__Work to complete__: Restate exactly, and only, the lines from the one containing "- Country page" through the end of the entries, keeping both endpoints.

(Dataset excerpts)

PR #44, opened 2017-05-13
Add feature to get HTTP OPTIONS

brimstone:
This adds a `-opt` feature to reveal HTTP OPTIONS.
I needed to be able to find dav shares for a CTF.
I didn't find any other tool that would do this, so I modified gobuster.

### DIFF
--- a/README.md
+++ b/README.md
@@ -55,6 +55,7 @@ Yes, you're probably correct. Feel free to:
 * `-k` - Skip verification of SSL certificates.
 * `-l` - show the length of the response.
 * `-n` - "no status" mode, disables the output of the result's status code.
+* `-methods` Show HTTP methods support by the server at that URL. Good for exposing WebDAV support.
 * `-o <file>` - specify a file name to write the output to.
 * `-p <proxy url>` - specify a proxy to use for all requests (scheme much match the URL scheme).
 * `-r` - follow redirects.
--- a/libgobuster/dir.go
+++ b/libgobuster/dir.go
@@ -45,11 +45,11 @@ func (rh *RedirectHandler) RoundTrip(req *http.Request) (resp *http.Response, er
 }
 
 // Make a request to the given URL.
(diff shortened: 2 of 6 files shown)


OJ:
Thanks @brimstone. So is the intent here to just be able to discover the options available? Would it be worth adding filters here so that people can specify which options they're looking for in particular?

brimstone:
Correct, the intent is to use the HTTP method OPTIONS to discover the HTTP methods available to each directory or file discovered. Now that I type this out, maybe the flag should be `-methods`? There's <20 different possible http methods possible, and in practice there's <5 that keep showing up. I don't know that it makes sense to filter only matching methods, but maybe filter out the common: HEAD, GET, POST, OPTIONS methods. Another route could be a more explicit `-dav` option that determines if webdav is supported based on the methods returned by HTTP OPTIONS. What do you think?

OJ:
Sorry for not getting back to you earlier. I think it'd be great to be able to pass in a CSV of methods. From there people can use custom ones as well (given that it's possible to have custom methods in various services). The `-dav` option sounds nice but I say let's keep it simple to start with.

OJ:
Hi @brimstone sorry for the tardiness. I've landed a chunky refactor to the code, so would it be possible for you to update this PR so it's rebased on master? Thank you!

brimstone:
I'm looking into this now.

brimstone:
All I've done is rework this to account for the refactor to 1.4. This is still simply showing the server methods supported for a URL and not filtering them with just whay the user is requesting. I can add that if it's still desired, but it'll make the code longer.

0xdevalias:
Potentially related, may be relevant to consider with regards to this PR:
* https://github.com/OJ/gobuster/pull/76

OJ:
Apologies for the delay on this, can I please request that you rebase your changes on 2.0.0 now that I've finally landed #79? Thank you so much.

PR #47, opened 2017-05-28
Add ability to ignore responses within a size range

OJ:
This isn't ready for prime time yet, but I'm submitting the PR so I know I have to include it on the next milestone.

This PR will add support for filtering the responses based on file size. This means that if you are getting 200s that contain "Sorry, that file is not found" then you can use the size filter to ignore those responses. You can also do an inverse, and say you're only interested in responses that are in a certain size range.

### DIFF
--- a/main.go
+++ b/main.go
@@ -36,6 +36,11 @@ import (
 	"unicode/utf8"
 )
 
+const MaxUint = ^uint(0)
+const MinUint = 0
+const MaxInt = int(MaxUint >> 1)
+const MinInt = -MaxInt - 1
+
 // A single result which comes from an individual web
 // request.
 type Result struct {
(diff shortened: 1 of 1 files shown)


codingo:
Would love to see this land - this would also have value when trying to remove wildcard responses. If you could continue on a wildcard case (instead of stopping as it does now), then you could filter out responses between a range for a the wildcard, which you could identify by sending some guids in burp.

OJ:
I intend on getting on top of these puppies hopefully next week.

dsolstad:
What is the status on this?

OJ:
I'm keen to get this sorted in a more general sense. However, this has diverged from the current codebase so I'm going to have to rework it.  Watch this space, I'm having a break from work soon so I'll have more time to get through the PR backlog and implement some of these features.

IvoPereira:
@OJ is there any ETA for such a feature?

PR #42, opened 2017-03-12
Structure project in the boltdb-inspired-way

ilyaglow:
## Why
Attempt to address #41

## Summary
Main parts of gobuster package that I picked:
- dir.go
- dns.go
- helpers.go
- output.go
- parsecmd.go
- state.go

## How to try this out
```
git fetch origin pull/42/head:reorganize-main
git checkout reorganize-main
cd cmd/gobuster
go run main.go -h
```

## Links
[Boltdb reference](https://github.com/boltdb/bolt)

Any suggestions are welcomed

PR #51, opened 2017-08-18
Separate gobuster program/command line from core functionality

alias1:
There is an idea i'm playing with where it would be useful to be able to use the core of gobuster from another program, though because it is currently all a single 'program', there is no way to import it.

This should separate the command-line parsing/'program'  aspect of it from the core engine/functionality, which I've called `libgobuster` out of laziness (naming is hard..)

Should still be able to compile with `go get..` as before, and I don't believe it should make any functional difference to how anything runs; still compiles to a single binary, etc.

### DIFF
--- a/libgobuster/libgobuster.go
+++ b/libgobuster/libgobuster.go
@@ -1,0 +1,621 @@
+package libgobuster
+
+//----------------------------------------------------
+// Gobuster -- by OJ Reeves
+//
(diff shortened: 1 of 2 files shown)


alias1:
Just saw https://github.com/OJ/gobuster/pull/42, which might make this one obsolete

PR #54, opened 2017-08-30
Run gobuster from code

alias1:
This is branched off https://github.com/OJ/gobuster/pull/51, and further extends the 'libgobuster' concept by separating the program `State` setup from the command line argument parsing. While I feel like the state stuff could be cleaned up further, this basically allows another program to do something similar to the following:

```
import (
	"fmt"
	"os"
	"github.com/hashicorp/go-multierror"
	"github.com/OJ/gobuster/libgobuster"
)

func ConfigureState() (*libgobuster.State, *multierror.Error) {
	var extensions string
	var codes string
	var proxy string

	s := libgobuster.InitState()

	s.Threads = 10
	s.Mode = "dir"
	s.Wordlist = "/Users/devalias/sec/seclists/Discovery/Web_Content/common.txt"
	s.Url = "http://www.example.com/"

	extensions = ""
	codes = "200,204,301,302,307"
	proxy = ""

	if err := libgobuster.ValidateState(&s, extensions, codes, proxy); err.ErrorOrNil() != nil {
		return nil, err
	} else {
		return &s, nil
	}
}

func main() {
	state, err := ConfigureState()
	if err.ErrorOrNil() != nil {
		fmt.Printf("%s\n", err.Error())
		os.Exit(1)
	}

	libgobuster.Process(state)
}
```

In doing so, I converted a lot of the previously 'printed errors' in the state setup to use https://github.com/hashicorp/go-multierror instead. It should work exactly (or very close to it) the same for end users, but improves the programmatic usability. Eventually i'd like to rework things further to be able to get results back in a better way as well. I'll make those changes on this branch to simplify things if it isn't merged beforehand.

If https://github.com/OJ/gobuster/pull/42 is used (instead of #51) then a bunch of this work will need to be rebased/figured out how to merge on top of those changes (which I can do if/when the time comes).

This branch also includes formatting changes based on [gofmt](https://golang.org/cmd/gofmt/). Ideally, if we are going to do any merging between #42 and this, it would be good to run `gofmt` over it first, to minimize any potential merge errors from spacing changes.

### DIFF
--- a/libgobuster/libgobuster.go
+++ b/libgobuster/libgobuster.go
@@ -224,8 +224,6 @@ func GoGet(s *State, url, uri, cookie string) (*int, *int64) {
 	return MakeRequest(s, url+uri, cookie)
 }
 
-
-
 // Process the busting of the website with the given
 // set of settings from the command line.
 func Process(s *State) {
--- a/libgobuster/libgobuster.go
+++ b/libgobuster/libgobuster.go
@@ -1,0 +1,621 @@
+package libgobuster
+
+//----------------------------------------------------
+// Gobuster -- by OJ Reeves
+//
+// A crap attempt at building something that resembles
+// dirbuster or dirb using Go. The goal was to build
+// a tool that would help learn Go and to actually do
+// something useful. The idea of having this compile
+// to native code is also appealing.
+//
+// Run: gobuster -h
+//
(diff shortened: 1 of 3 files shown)


alias1:
Closing since merged into 1.4-dev

PR #255, opened 2018-11-28
Feature/content for malaysia

Levia:
### Description

* Add management plan documents for Malaysia in:
  - Country page
  - Specified PAs

### Known issues

It's a bespoke feature for Malaysia to be delivered as soon as possible.
If becomes more popular, this should implemented properly and for more a more general purpose.

### DIFF
--- a/app/helpers/countries_helper.rb
+++ b/app/helpers/countries_helper.rb
@@ -10,12 +10,12 @@ module CountriesHelper
   def malaysia_documents
     [
       {
-        url: 'url1',
-        name: 'name1'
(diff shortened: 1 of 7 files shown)


app/helpers/countries_helper.rb
```diff
@@ -0,0 +1,22 @@
+module CountriesHelper
+  def is_malaysia?
+    @country && @country.iso_3 == "MYS"
+  end
+
+  def is_japan?
```
drewpotter: @Levia I spotted this `is_japan` method and was just curious about that, since everything else seems to be focused on Malaysia. Otherwise I am happy to merge!

PR #256, opened 2019-01-21
Banner

stacytalbot:
HTML changes to add the Live Report link into the primary navigation.


WKocur:
Sure - shall I pop this on a card somewhere or assume it will be covered when the redesign of the header is done?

__Written solution__:
  - Country page
  - Specified PAs

### Known issues

It's a bespoke feature for Malaysia to be delivered as soon as possible.
If becomes more popular, this should implemented properly and for more a more general purpose.

### DIFF
--- a/app/helpers/countries_helper.rb
+++ b/app/helpers/countries_helper.rb
@@ -10,12 +10,12 @@ module CountriesHelper
   def malaysia_documents
     [
       {
-        url: 'url1',
-        name: 'name1'
(diff shortened: 1 of 7 files shown)


app/helpers/countries_helper.rb
```diff
@@ -0,0 +1,22 @@
+module CountriesHelper
+  def is_malaysia?
+    @country && @country.iso_3 == "MYS"
+  end
+
+  def is_japan?
```
drewpotter: @Levia I spotted this `is_japan` method and was just curious about that, since everything else seems to be focused on Malaysia. Otherwise I am happy to merge!

PR #256, opened 2019-01-21
Banner

stacytalbot:
HTML changes to add the Live Report link into the primary navigation.


WKocur:
Sure - shall I pop this on a card somewhere or assume it will be covered when the redesign of the header is done?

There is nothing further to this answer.